### DIRECTIONS FOR THIS TASK
Take the records below and set them down exactly, so that every line matches the original.

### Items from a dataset
Issue #154, opened 2019-11-25
Refresh electoral calculus poll data


baob:
Currently showing 2017 data ... new 2019 data available.

https://www.electoralcalculus.co.uk/orderedseats.html

aspiers:
Any subsequent refresh has to be manual, but, unless Electoral Calculus change their html radically, the next one should just be a cut’n’paste of their html into a spreadsheet, saved to db/fixtures.

Issue #9, opened 2018-02-06
Integrate data and predictions from opinion polls


tdg:
Integrate a regularly and automatically updated sources of predictions from opinion polls.

tdg:
See also #8

aspiers:
We don't want to get into the business of aggregating opinion polls or holding data on them, so this should be mostly a question of delegating or using available APIs.

tdg:
We will probably continue to use https://www.electoralcalculus.co.uk/orderedseats.html as a source. We need to remember to update it - we'll be prompted by EC's email alerts however

aspiers:
This isn't entirely easy until it's made more clear exactly what needs to be done.

aspiers:
I think @tdg, @baob and I managed to clarify this yesterday.  We're gonna switch to using https://www.livefrombrexit.com/tacticals/data/recommendations.json as soon as #8 is resolved, or perhaps at the same time as resolving it.

baob:
Time to clarify requirements, @tdg @aspiers ... how much of this do we actually need to show on SMV ?

I can see some obvious ones, 
* recommendation site (maybe 6-8 entries, best 4 britain etc)
* recommendations, keyed by constituency ons id and recommendation site. And containing links to our parties

![image](https://user-images.githubusercontent.com/55932/69492909-09313f00-0ea0-11ea-82a4-137af4054659.png)

aspiers:
Just merged #173.  @baob I think you had another branch up your sleeve which adds the recommendations to the frontend, right?  I'm ready for that now!

baob:
I did start on one, but subsequent edits to the that view or the CSS wrecked the display completely  so I reverted it.  https://github.com/baob/swapmyvote/commit/2e1506f8de16237dd2597c99881c0a6b55e4bbda

Now covered by this ticket --> https://github.com/swapmyvote/swapmyvote/issues/81 and this ticket https://github.com/swapmyvote/swapmyvote/issues/161 ... I think

aspiers:
OK well feel free to submit a draft PR - even if it totally balls up the display we have frontend guys who could work on that if you prefer not to :grin:

aspiers:
I think we got confused somewhere along the way - this issue is somewhat vague but was originally about opinion polls not tactical recommendations, which is covered separately in #161.  I just merged #178 which I think closes both this and #154.

PR #178, opened 2019-11-27
Issue #154 refresh polls data

baob:


aspiers:
How does this relate to the other PR?

baob:
> How does this relate to the other PR?
> […](#)
Not sure what you're asking.  This is PR #178 for Issue #154 and this is about a refresh of the polling data from electoral calculus

I have another PR #173 which is about Issue #9 and that's about integrating the aggregated recommendation from the livefrombrexit site which is a totally new thing. Though, actually, from the  title, they look confusable ... but see [this comment](https://github.com/swapmyvote/swapmyvote/issues/9#issuecomment-555463163)

db/fixtures/electoral_calculus_constituencies_tsv.rb
```diff
@@ -0,0 +1,86 @@
...
+require_relative "constituencies_original_with_ons_csv"
+
+class ElectoralCalculusConstituenciesTsv
+  include Enumerable
+
+  TSV_FILE_NAME = "./db/fixtures/electoral_calculus_constituencies.tsv"
+
+  def initialize
+    @parties_by_party_code = {
+      "con"    => Party.find_by(name: "Conservatives"),
```
aspiers: This is kind of duplicating hardcoded data already in `seeds.rb`; can we factor them both out into `db/seeds/parties.rb` which just defines a `PARTIES` `Hash` mapping the abbreviation to `[full_name, colour]` or something like that?  However I'm OK with doing that in a follow-up PR.

db/migrate/20191126092838_add_brexit_party.rb
```diff
@@ -0,0 +1,10 @@
+class AddBrexitParty < ActiveRecord::Migration[5.2]
+  def up
+    Party.find_or_create_by(name: "Brexit Party", color: "#5bc0de")
+  end
+
+  def down
+    bxp = Party.find_by(name: "Brexit Party")
+    bxp.destroy unless bxp.nil?
```
aspiers: This line is strangely pleasing to read.

aspiers:
Looks great but needs a rebase.

db/fixtures/electoral_calculus_constituencies_tsv.rb
baob: I spent a good while trying to figure out a neat solution to that, and that's what I came up with. Thing is, the mapping "con"   <=> "Conservatives" (which is essentially what's going on here) is a concern purely of this file and of nothing else. It has no purpose outside this file. The name "Conservatives" does ... but not the short code "con" which is just a convenience in the code that picks out the data from the columns of the csv/tsv. 

I'd say the refactoring could go 2 ways.
1) If we have any other use for the short code, put it in the database table.
2) if we decide it's ungainly, we might replace the code further down with
```
{
"Conservatives" => data[9],  ...
```
or whatever and eliminate the shortcode entirely.

aspiers: > Thing is, the mapping "con" <=> "Conservatives" (which is essentially what's going on here) is a concern purely of this file and of nothing else. It has no purpose outside this file.

Not sure I follow - the exact same mapping is needed in `seeds.rb` below.

aspiers: But appeasing my OCD tendencies for following DRY is not nearly as important as other stuff on the list, so probably just forget about it for now ;-)

baob: > the exact same mapping is needed in seeds.rb below
In that case my intent to delete it (because I know it's not used) was forgotten.

I will fix it now.

aspiers: OK thanks!

PR #179, opened 2019-11-27
Fix webpack CSS for production sites

stevebaxter:
We need to include a `stylesheet_pack_tag` in the haml for each pack we use in that view. This will cause the right CSS to get included. This isn't a problem for dev builds because there the CSS is inlined in the JS for live reloading.


aspiers:
Works on staging environment, thanks a lot!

### OUTPUT BELOW
Issue #154, opened 2019-11-25
Refresh electoral calculus poll data


baob:
Currently showing 2017 data ... new 2019 data available.

https://www.electoralcalculus.co.uk/orderedseats.html

aspiers:
Any subsequent refresh has to be manual, but, unless Electoral Calculus change their html radically, the next one should just be a cut’n’paste of their html into a spreadsheet, saved to db/fixtures.

Issue #9, opened 2018-02-06
Integrate data and predictions from opinion polls


tdg:
Integrate a regularly and automatically updated sources of predictions from opinion polls.

tdg:
See also #8

aspiers:
We don't want to get into the business of aggregating opinion polls or holding data on them, so this should be mostly a question of delegating or using available APIs.

tdg:
We will probably continue to use https://www.electoralcalculus.co.uk/orderedseats.html as a source. We need to remember to update it - we'll be prompted by EC's email alerts however

aspiers:
This isn't entirely easy until it's made more clear exactly what needs to be done.

aspiers:
I think @tdg, @baob and I managed to clarify this yesterday.  We're gonna switch to using https://www.livefrombrexit.com/tacticals/data/recommendations.json as soon as #8 is resolved, or perhaps at the same time as resolving it.

baob:
Time to clarify requirements, @tdg @aspiers ... how much of this do we actually need to show on SMV ?

I can see some obvious ones, 
* recommendation site (maybe 6-8 entries, best 4 britain etc)
* recommendations, keyed by constituency ons id and recommendation site. And containing links to our parties

![image](https://user-images.githubusercontent.com/55932/69492909-09313f00-0ea0-11ea-82a4-137af4054659.png)

aspiers:
Just merged #173.  @baob I think you had another branch up your sleeve which adds the recommendations to the frontend, right?  I'm ready for that now!

baob:
I did start on one, but subsequent edits to the that view or the CSS wrecked the display completely  so I reverted it.  https://github.com/baob/swapmyvote/commit/2e1506f8de16237dd2597c99881c0a6b55e4bbda

Now covered by this ticket --> https://github.com/swapmyvote/swapmyvote/issues/81 and this ticket https://github.com/swapmyvote/swapmyvote/issues/161 ... I think

aspiers:
OK well feel free to submit a draft PR - even if it totally balls up the display we have frontend guys who could work on that if you prefer not to :grin:

aspiers:
I think we got confused somewhere along the way - this issue is somewhat vague but was originally about opinion polls not tactical recommendations, which is covered separately in #161.  I just merged #178 which I think closes both this and #154.

PR #178, opened 2019-11-27
Issue #154 refresh polls data

baob:


aspiers:
How does this relate to the other PR?

baob:
> How does this relate to the other PR?
> […](#)
Not sure what you're asking.  This is PR #178 for Issue #154 and this is about a refresh of the polling data from electoral calculus

I have another PR #173 which is about Issue #9 and that's about integrating the aggregated recommendation from the livefrombrexit site which is a totally new thing. Though, actually, from the  title, they look confusable ... but see [this comment](https://github.com/swapmyvote/swapmyvote/issues/9#issuecomment-555463163)

db/fixtures/electoral_calculus_constituencies_tsv.rb
```diff
@@ -0,0 +1,86 @@
...
+require_relative "constituencies_original_with_ons_csv"
+
+class ElectoralCalculusConstituenciesTsv
+  include Enumerable
+
+  TSV_FILE_NAME = "./db/fixtures/electoral_calculus_constituencies.tsv"
+
+  def initialize
+    @parties_by_party_code = {
+      "con"    => Party.find_by(name: "Conservatives"),
```
aspiers: This is kind of duplicating hardcoded data already in `seeds.rb`; can we factor them both out into `db/seeds/parties.rb` which just defines a `PARTIES` `Hash` mapping the abbreviation to `[full_name, colour]` or something like that?  However I'm OK with doing that in a follow-up PR.

db/migrate/20191126092838_add_brexit_party.rb
```diff
@@ -0,0 +1,10 @@
+class AddBrexitParty < ActiveRecord::Migration[5.2]
+  def up
+    Party.find_or_create_by(name: "Brexit Party", color: "#5bc0de")
+  end
+
+  def down
+    bxp = Party.find_by(name: "Brexit Party")
+    bxp.destroy unless bxp.nil?
```
aspiers: This line is strangely pleasing to read.

aspiers:
Looks great but needs a rebase.

db/fixtures/electoral_calculus_constituencies_tsv.rb
baob: I spent a good while trying to figure out a neat solution to that, and that's what I came up with. Thing is, the mapping "con"   <=> "Conservatives" (which is essentially what's going on here) is a concern purely of this file and of nothing else. It has no purpose outside this file. The name "Conservatives" does ... but not the short code "con" which is just a convenience in the code that picks out the data from the columns of the csv/tsv. 

I'd say the refactoring could go 2 ways.
1) If we have any other use for the short code, put it in the database table.
2) if we decide it's ungainly, we might replace the code further down with
```
{
"Conservatives" => data[9],  ...
```
or whatever and eliminate the shortcode entirely.

aspiers: > Thing is, the mapping "con" <=> "Conservatives" (which is essentially what's going on here) is a concern purely of this file and of nothing else. It has no purpose outside this file.

Not sure I follow - the exact same mapping is needed in `seeds.rb` below.

aspiers: But appeasing my OCD tendencies for following DRY is not nearly as important as other stuff on the list, so probably just forget about it for now ;-)

baob: > the exact same mapping is needed in seeds.rb below
In that case my intent to delete it (because I know it's not used) was forgotten.

I will fix it now.

aspiers: OK thanks!

PR #179, opened 2019-11-27
Fix webpack CSS for production sites

stevebaxter:
We need to include a `stylesheet_pack_tag` in the haml for each pack we use in that view. This will cause the right CSS to get included. This isn't a problem for dev builds because there the CSS is inlined in the JS for live reloading.


aspiers:
Works on staging environment, thanks a lot!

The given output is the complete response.